Collected data entries
++++++++++

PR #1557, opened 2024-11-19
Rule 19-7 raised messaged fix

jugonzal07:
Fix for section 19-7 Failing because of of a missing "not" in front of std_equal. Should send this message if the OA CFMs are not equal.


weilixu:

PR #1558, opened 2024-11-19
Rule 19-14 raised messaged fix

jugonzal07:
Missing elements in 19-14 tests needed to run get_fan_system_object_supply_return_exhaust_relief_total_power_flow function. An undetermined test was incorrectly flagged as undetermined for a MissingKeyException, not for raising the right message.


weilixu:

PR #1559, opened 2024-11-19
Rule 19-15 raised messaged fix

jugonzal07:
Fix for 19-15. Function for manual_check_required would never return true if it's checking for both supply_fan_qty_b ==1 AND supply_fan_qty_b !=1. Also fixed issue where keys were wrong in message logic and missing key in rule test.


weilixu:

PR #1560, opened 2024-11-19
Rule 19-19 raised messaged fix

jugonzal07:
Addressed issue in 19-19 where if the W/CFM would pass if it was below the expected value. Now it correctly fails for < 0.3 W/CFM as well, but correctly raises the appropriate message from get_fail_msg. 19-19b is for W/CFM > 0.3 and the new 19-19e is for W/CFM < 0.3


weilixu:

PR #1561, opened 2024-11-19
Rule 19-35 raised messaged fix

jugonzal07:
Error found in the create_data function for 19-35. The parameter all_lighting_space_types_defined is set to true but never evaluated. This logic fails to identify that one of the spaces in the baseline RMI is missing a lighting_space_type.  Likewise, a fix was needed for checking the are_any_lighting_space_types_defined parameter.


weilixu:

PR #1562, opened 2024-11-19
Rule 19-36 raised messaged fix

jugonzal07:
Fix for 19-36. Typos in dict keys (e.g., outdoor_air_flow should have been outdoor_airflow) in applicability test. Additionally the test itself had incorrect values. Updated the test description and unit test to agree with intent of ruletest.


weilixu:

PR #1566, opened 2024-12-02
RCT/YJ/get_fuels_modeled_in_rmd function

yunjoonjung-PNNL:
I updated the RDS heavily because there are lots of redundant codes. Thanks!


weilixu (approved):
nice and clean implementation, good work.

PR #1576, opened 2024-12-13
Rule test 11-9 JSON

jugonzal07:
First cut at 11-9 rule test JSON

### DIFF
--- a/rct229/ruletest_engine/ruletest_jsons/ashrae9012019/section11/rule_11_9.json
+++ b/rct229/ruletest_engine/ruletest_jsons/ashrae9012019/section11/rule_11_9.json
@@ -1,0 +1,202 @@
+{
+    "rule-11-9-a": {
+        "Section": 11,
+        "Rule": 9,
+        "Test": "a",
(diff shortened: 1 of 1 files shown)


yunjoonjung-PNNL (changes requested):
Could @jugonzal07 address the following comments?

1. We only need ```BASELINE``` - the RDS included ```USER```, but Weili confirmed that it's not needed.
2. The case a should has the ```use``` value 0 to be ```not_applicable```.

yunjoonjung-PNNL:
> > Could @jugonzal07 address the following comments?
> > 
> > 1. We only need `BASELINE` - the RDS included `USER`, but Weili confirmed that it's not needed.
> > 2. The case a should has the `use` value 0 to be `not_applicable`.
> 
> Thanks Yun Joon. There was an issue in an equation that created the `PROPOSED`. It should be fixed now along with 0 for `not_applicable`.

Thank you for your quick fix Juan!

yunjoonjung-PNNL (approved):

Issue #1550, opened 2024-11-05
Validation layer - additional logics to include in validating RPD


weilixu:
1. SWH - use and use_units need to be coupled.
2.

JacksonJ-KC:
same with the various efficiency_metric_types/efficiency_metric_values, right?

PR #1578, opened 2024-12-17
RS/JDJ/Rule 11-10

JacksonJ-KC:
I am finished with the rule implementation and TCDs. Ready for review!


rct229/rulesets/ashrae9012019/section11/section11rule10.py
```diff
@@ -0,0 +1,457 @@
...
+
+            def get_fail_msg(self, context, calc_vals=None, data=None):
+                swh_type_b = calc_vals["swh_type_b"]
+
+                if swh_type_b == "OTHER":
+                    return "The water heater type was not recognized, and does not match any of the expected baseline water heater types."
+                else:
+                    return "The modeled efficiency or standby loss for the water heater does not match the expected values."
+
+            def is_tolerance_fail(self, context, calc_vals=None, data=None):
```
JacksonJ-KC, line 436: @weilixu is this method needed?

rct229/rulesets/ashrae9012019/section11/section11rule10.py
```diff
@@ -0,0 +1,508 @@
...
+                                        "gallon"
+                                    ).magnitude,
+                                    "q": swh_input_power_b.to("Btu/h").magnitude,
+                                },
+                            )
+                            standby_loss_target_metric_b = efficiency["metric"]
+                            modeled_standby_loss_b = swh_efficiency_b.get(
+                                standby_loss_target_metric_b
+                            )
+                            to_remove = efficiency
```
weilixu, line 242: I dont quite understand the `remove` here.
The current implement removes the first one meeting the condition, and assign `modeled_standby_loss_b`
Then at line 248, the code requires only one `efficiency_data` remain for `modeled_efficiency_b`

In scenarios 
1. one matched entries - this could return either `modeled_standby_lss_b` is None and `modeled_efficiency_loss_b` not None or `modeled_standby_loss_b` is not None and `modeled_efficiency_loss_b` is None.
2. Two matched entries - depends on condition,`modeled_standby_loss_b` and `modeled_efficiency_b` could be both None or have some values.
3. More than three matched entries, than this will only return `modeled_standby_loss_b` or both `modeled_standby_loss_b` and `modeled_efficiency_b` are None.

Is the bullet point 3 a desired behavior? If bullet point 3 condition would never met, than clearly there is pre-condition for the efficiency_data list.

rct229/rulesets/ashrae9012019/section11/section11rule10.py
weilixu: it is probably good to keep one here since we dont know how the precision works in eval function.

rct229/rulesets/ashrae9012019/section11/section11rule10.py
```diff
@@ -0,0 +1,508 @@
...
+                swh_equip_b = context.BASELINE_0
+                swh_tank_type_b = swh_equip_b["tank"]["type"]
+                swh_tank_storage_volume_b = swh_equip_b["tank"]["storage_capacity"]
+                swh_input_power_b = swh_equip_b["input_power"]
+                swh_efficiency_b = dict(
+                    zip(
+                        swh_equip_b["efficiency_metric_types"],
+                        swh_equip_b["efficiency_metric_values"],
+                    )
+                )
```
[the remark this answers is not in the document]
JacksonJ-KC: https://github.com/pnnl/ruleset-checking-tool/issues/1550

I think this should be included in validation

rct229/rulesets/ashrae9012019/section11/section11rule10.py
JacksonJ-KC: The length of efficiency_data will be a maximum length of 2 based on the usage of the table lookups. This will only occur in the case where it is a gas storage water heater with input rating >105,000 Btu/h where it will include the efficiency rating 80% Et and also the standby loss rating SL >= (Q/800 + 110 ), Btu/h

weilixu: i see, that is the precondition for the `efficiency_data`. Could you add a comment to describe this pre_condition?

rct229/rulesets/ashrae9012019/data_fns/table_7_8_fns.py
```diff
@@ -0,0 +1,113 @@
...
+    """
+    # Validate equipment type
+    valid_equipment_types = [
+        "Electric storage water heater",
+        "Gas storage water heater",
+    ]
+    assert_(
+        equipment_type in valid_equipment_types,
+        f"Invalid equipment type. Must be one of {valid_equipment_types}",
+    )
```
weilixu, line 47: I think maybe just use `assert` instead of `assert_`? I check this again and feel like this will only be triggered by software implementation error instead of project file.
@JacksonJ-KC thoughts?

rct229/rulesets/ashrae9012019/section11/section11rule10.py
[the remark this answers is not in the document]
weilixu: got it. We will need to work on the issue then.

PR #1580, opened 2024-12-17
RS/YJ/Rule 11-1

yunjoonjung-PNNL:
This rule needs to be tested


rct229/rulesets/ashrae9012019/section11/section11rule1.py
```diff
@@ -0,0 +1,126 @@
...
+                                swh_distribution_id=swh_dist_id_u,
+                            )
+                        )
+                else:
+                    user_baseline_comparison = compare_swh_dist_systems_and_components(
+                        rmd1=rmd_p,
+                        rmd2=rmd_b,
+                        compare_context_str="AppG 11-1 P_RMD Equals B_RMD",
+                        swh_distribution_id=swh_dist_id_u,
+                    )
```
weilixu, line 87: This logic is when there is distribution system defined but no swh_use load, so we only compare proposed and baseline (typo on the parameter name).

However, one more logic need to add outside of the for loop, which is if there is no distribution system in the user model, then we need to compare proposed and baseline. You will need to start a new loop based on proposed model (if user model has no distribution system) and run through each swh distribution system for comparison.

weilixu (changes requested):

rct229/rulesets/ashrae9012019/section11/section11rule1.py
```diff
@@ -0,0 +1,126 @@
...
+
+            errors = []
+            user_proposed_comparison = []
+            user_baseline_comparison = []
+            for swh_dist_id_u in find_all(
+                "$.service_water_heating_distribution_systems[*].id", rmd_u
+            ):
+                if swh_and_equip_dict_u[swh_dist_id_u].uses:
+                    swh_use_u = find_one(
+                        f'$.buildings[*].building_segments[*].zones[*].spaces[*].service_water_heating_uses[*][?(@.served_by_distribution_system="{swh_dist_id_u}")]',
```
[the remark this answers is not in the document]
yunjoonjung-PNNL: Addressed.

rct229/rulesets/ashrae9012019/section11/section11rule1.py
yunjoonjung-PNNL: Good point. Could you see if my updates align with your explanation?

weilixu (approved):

++++++++++

Taking the lines above, repeat exactly those from the line that contains "Rule test 11-9 JSON" through the line that contains "PR #1578, opened 2024-12-17", and both of those lines as well. Include nothing else.

▶ _Answer section_:
Rule test 11-9 JSON

jugonzal07:
First cut at 11-9 rule test JSON

### DIFF
--- a/rct229/ruletest_engine/ruletest_jsons/ashrae9012019/section11/rule_11_9.json
+++ b/rct229/ruletest_engine/ruletest_jsons/ashrae9012019/section11/rule_11_9.json
@@ -1,0 +1,202 @@
+{
+    "rule-11-9-a": {
+        "Section": 11,
+        "Rule": 9,
+        "Test": "a",
(diff shortened: 1 of 1 files shown)


yunjoonjung-PNNL (changes requested):
Could @jugonzal07 address the following comments?

1. We only need ```BASELINE``` - the RDS included ```USER```, but Weili confirmed that it's not needed.
2. The case a should has the ```use``` value 0 to be ```not_applicable```.

yunjoonjung-PNNL:
> > Could @jugonzal07 address the following comments?
> > 
> > 1. We only need `BASELINE` - the RDS included `USER`, but Weili confirmed that it's not needed.
> > 2. The case a should has the `use` value 0 to be `not_applicable`.
> 
> Thanks Yun Joon. There was an issue in an equation that created the `PROPOSED`. It should be fixed now along with 0 for `not_applicable`.

Thank you for your quick fix Juan!

yunjoonjung-PNNL (approved):

Issue #1550, opened 2024-11-05
Validation layer - additional logics to include in validating RPD


weilixu:
1. SWH - use and use_units need to be coupled.
2.

JacksonJ-KC:
same with the various efficiency_metric_types/efficiency_metric_values, right?

PR #1578, opened 2024-12-17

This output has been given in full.